EXERCISE DESCRIPTION:
From the records below, find each line with the string "different" and copy it.

DATASET RECORDS:
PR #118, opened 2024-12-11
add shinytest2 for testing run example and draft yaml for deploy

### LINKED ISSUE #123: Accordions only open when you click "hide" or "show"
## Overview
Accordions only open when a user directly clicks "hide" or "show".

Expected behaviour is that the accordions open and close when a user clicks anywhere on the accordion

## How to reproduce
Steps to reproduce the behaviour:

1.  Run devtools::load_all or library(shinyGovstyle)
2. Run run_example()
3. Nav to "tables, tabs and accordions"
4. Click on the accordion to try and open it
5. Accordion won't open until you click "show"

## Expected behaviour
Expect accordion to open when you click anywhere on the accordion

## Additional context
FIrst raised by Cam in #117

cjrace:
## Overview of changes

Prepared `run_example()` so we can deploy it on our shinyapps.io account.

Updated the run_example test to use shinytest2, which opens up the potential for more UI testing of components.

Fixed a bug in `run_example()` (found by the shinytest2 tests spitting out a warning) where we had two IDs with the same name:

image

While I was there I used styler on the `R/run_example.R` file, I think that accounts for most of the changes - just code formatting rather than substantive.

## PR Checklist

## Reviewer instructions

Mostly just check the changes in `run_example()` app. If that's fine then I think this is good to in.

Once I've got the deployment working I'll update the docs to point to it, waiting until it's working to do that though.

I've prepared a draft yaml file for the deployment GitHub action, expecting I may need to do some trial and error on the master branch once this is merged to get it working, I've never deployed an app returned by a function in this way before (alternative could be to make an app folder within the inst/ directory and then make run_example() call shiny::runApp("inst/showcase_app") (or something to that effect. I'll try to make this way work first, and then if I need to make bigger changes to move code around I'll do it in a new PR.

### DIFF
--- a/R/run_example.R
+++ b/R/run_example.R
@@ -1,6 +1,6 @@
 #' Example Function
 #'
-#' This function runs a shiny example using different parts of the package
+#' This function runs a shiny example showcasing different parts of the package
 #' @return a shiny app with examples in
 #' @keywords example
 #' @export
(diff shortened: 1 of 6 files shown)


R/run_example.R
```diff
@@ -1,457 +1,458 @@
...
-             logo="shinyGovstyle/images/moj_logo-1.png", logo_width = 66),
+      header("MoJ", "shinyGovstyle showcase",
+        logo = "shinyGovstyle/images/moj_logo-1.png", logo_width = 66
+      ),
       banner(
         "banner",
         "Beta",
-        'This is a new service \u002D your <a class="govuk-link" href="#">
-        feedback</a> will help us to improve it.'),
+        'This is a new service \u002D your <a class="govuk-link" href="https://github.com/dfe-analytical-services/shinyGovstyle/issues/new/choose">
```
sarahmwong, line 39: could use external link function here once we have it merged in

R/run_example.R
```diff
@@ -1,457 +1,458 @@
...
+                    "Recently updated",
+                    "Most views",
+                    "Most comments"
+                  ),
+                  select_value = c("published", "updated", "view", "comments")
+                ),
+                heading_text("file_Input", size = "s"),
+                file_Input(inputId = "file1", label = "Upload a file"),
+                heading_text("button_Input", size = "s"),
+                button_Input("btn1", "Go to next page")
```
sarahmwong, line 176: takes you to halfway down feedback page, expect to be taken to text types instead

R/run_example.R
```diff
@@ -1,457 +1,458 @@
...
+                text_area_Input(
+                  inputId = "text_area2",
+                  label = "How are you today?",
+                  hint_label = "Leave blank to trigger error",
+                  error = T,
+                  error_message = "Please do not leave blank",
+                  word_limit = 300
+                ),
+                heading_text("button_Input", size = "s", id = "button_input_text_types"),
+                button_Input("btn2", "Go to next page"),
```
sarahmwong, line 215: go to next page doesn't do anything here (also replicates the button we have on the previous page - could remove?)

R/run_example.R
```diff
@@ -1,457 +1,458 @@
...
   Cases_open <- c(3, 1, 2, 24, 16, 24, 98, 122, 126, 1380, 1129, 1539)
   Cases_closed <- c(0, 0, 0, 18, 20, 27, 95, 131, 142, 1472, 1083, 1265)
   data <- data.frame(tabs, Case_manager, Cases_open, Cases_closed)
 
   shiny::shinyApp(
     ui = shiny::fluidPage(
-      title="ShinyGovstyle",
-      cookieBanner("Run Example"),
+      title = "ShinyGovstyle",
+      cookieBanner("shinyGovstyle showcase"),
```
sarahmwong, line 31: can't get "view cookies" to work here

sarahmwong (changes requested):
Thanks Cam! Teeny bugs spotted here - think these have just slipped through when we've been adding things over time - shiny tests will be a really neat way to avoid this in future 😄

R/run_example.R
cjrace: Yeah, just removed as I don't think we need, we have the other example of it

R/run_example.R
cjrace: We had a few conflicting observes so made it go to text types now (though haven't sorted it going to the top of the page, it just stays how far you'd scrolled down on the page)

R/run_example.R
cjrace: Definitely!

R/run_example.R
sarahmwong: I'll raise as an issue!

OUTPUT FOR THIS TASK:
-#' This function runs a shiny example using different parts of the package
+#' This function runs a shiny example showcasing different parts of the package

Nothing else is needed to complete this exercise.